Internet Searching Using Regular Expressions? 8
/[Aa]non([aiy]mo?u?s)? [KkCc]ow[ae]rd/ asks: "Remarkably few people have a working understanding of regular expressions. But, those that do know how useful they can be for searching text. Has anyone out there seen a large search engine (like Google) that will take regular expressions for queries? How about a newsgroup search engine?" Aside from the fact that many regular expressions read like snippets of line noise, they are the best thing I've seen for searches, and it's a lot easier than -adding +alot +of +search -terms.
Re:Performance? (Score:1)
However, this all falls apart when the keywords are all very common, because nearly every page everywhere will contain them, and so the actual regular expression search will have to search thousands of pages. But for uncommon words, it works fairly well.

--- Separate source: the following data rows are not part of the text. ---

PR #573, opened 2021-10-13
Export CMake Targets

SE2Dev:
The lack of any properly exported CMake target makes it somewhat difficult for libraries like `libdatachannel` to have a proper cmake configuration for consuming libSRTP.

This pull request effectively allows developers to consume libSRTP as seen here:
```cmake
find_library(libSRTP REQUIRED)
# ...
target_link_libraries(server PRIVATE libSRTP::srtp2)
```

### DIFF
--- a/CMakeLists.txt
+++ b/CMakeLists.txt
@@ -243,7 +243,7 @@ set_target_properties(srtp2 PROPERTIES VERSION ${CMAKE_PROJECT_VERSION})
 target_include_directories(srtp2 PUBLIC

glimpse does do this, but it has problems with memory usage and being slow at times -- probably exactly because it does this.
Sorry, but I don't know of any full-Internet search engine that allows this. Your best bet is probably to write something that looks for the keywords in a regex, feeds them to google, then downloads every page that matches and then runs the regex on your own computer to further narrow down the results. Depending on how common your keywords are, it may work well, or it may try to download half the Internet.
Re:FP RegEx (Score:1)
Glimpse / Webglimpse (Score:1)
Unfortunately I don't know of any Web-wide RE-capable database. Here's hoping someone downthread does...
--
Re:Change the Storage Method [Was: Re:Performance? (Score:1)

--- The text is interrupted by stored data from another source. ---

Issue #567, opened 2021-09-17
call srtp_unprotect return srtp_err_status_auth_fail when rtp seqnum around 655xx but roll back to small value(like 20,30) the api return is ok.


ricelmm:
Hi dear all
i meet one issue whic make me have confused for few days.
i step up one webrtc media server (like licode, mediasoup) and use chrome to publish stream. The server is built by openssl 1.0.2 and libsrtp 2.3.0.
And i found one issue happened at 10% lost network which simulate at PC using clumsy2.0
![image](https://user-images.githubusercontent.com/10380844/133717750-20288c24-b89d-4dad-967b-9812ed2a44b9.png)
when the rtp seqnum at around 655xx and the rtp packet is nack from chrome. i found call srtp_unprotect return srtp_err_status_auth_fail  and when the seqnum roll back to small number this API return is ok. And i enable the libsrtp debug log and i found that log like this:
srtp: function srtp_unprotect
srtp: estimated u_packet index: 000000000000ffb2
srtp: estimated u_packet index: 000000000000ffb2
aes icm ossl: setting iv: 000000008ee3dd6b00000000ffb20000
aes icm ossl: set_counter: 195c023f26efb0a4b2b37224433a0000
hmac sha-1 openssl: input: 9066ffb2d3d287058ee3dd6bbede0001e2016044dba62d99e8dc4f2abbbd1e92
hmac sha-1 openssl: output: ab66673e9e1b429a6830
srtp: computed auth tag:    ab66673e9e1b429a6830
srtp: packet auth tag:      cdb78cfc764fe807f4ab
hmac sha-1 openssl: input: 9066ffb2d3d287058ee3dd6bbede0001e2016044dba62d99e8dc4f2abbbd1e92
hmac sha-1 openssl: output: ab66673e9e1b429a6830
srtp: computed auth tag:    ab66673e9e1b429a6830
srtp: packet auth tag:      cdb78cfc764fe807f4ab

and input rtp_unprotect the packet(hex content) is the same with the packet is captured from wireshark. And we use srtp_profile_aes128_cm_sha1_80, and when we upgrade openssl 1.1.1 and libsrtp 2.3.0 this issue still exist.

so why return fail when rtp seqnum is 655xx and rtp packet is discorder while roll back is ok?

ricelmm:
hello.... anybody can help me?

pabuhler:
[...]

PR #583, opened 2021-10-28
test for out of order after rollover

pabuhler:
This is a test case to check if issue #567 is reproducible.


paulej (approved):
Would prefer the GCM vs ICM test to not depend on `#ifdef`, but otherwise fine.  We pass the cipher as a parameter to this function, then having the calling function test both sequentially.  But it probably doesn't matter much for this test.

PR #594, opened 2022-01-15
test: Use pkill(1) not killall(1)

klemensn:
Not all operating systems, e.g. OpenBSD, have killall;  pkill(1) however
should be available on all OSes shipping killall(1).

This makes tests pass on OpenBSD without further changes.


pabuhler:
@klemensn seams to fail on Ubuntu, I guess because pkill also kills the rtpw_test.sh script.

klemensn:
> @klemensn seams to fail on Ubuntu, I guess because pkill also kills the rtpw_test.sh script.
I'm using `-x` now to require a full process name match, let's see if that makes Ubuntu happy.

PR #596, opened 2022-01-31
Speed up SRTP driver tests

bifurcation:
This PR removes a bunch of unnecessary code to make the SRTP test driver 10x-100x faster.  Two major changes:

1. *Make receiver ROC testing faster* - In `test_set_receiver_roc()`, there's a loop protecting a bunch of packets to advance the sender's ROC (since we don't want to rely on setting the sender ROC directly).  Instead of advancing the sequence number by each time, we can encrypt an exponentially smaller number of packets (`O(log N)` instead of `O(n)`) by starting with a bigger step.

2. *Remove test redundancy* - `srtp_test_set_receiver_roc_then_rollover()` has essentially the same content a call to `test_set_receiver_roc()`.  The only difference is that the sequence number in the priming sequence starts at `0xffff` instead of `0x0000`, but given the first change, it's now cheap just to do the comparable call to `test_set_receiver_roc()`.  So we make that substitution.

As a result, on my MacBook, measuring with `time`:

```
Before        internal   1.46s user 0.03s system 84% cpu 1.751 total
Before        OpenSSL    0.33s user 0.00s system 75% cpu 0.439 total
After (1)     internal   0.21s user 0.00s system 73% cpu 0.283 total
After (1)     OpenSSL    0.05s user 0.00s system 37% cpu 0.142 total
After (1+2)   internal   0.01s user 0.00s system 71% cpu 0.011 total
After (1+2)   OpenSSL    0.01s user 0.00s system  5% cpu 0.147 total
```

[JjFf][ae][nb]\s*[0-9]{1,2},{0,1}\s*[0-9]{2,4}
This gets really messy really fast and exactly *HOW* are you going to do a query on a keyed database using this?
Change the Storage Method [Was: Re:Performance?] (Score:1)
This would probably require a very fast, large database to accomplish, but it could be done.
Re:Performance? (Score:1)
SELECT whatever FROM somewhere WHERE something ~ /somewhere.*over.*there/
Performance? (Score:2)
somewhere.*over.*there
Across an entire internet sized search engine? I guess you could pre-select documents containing somewhere and over and there and then proceed with screening them through a "standard" regexp search.
However, doing the prelimiary match using the regexp would definately be resource-prohibitive. In the above example, you would have to read the text of each file in to do the regexp. Not to mention the cost of keeping the text around.
That said, I can see how you could implement a regexp-like front end to a search tool if you had some restrictions as to what you could do with the regular expressions. However, I suspect the idea was more to be able to do advanced conditionals and other funky stuff within the regular expressions, and limiting this would probably limit the usefullness of the product.
So, maybe to summarize my rambling, the initial hurdle would be to re-invent the way normal regexps work in order to be efficient in a multi-giabyte database.
^I love regular expressions, but$ (Score:3)
Best to just download search results with a spider and hit them with grep, if you've got the time. [sigh].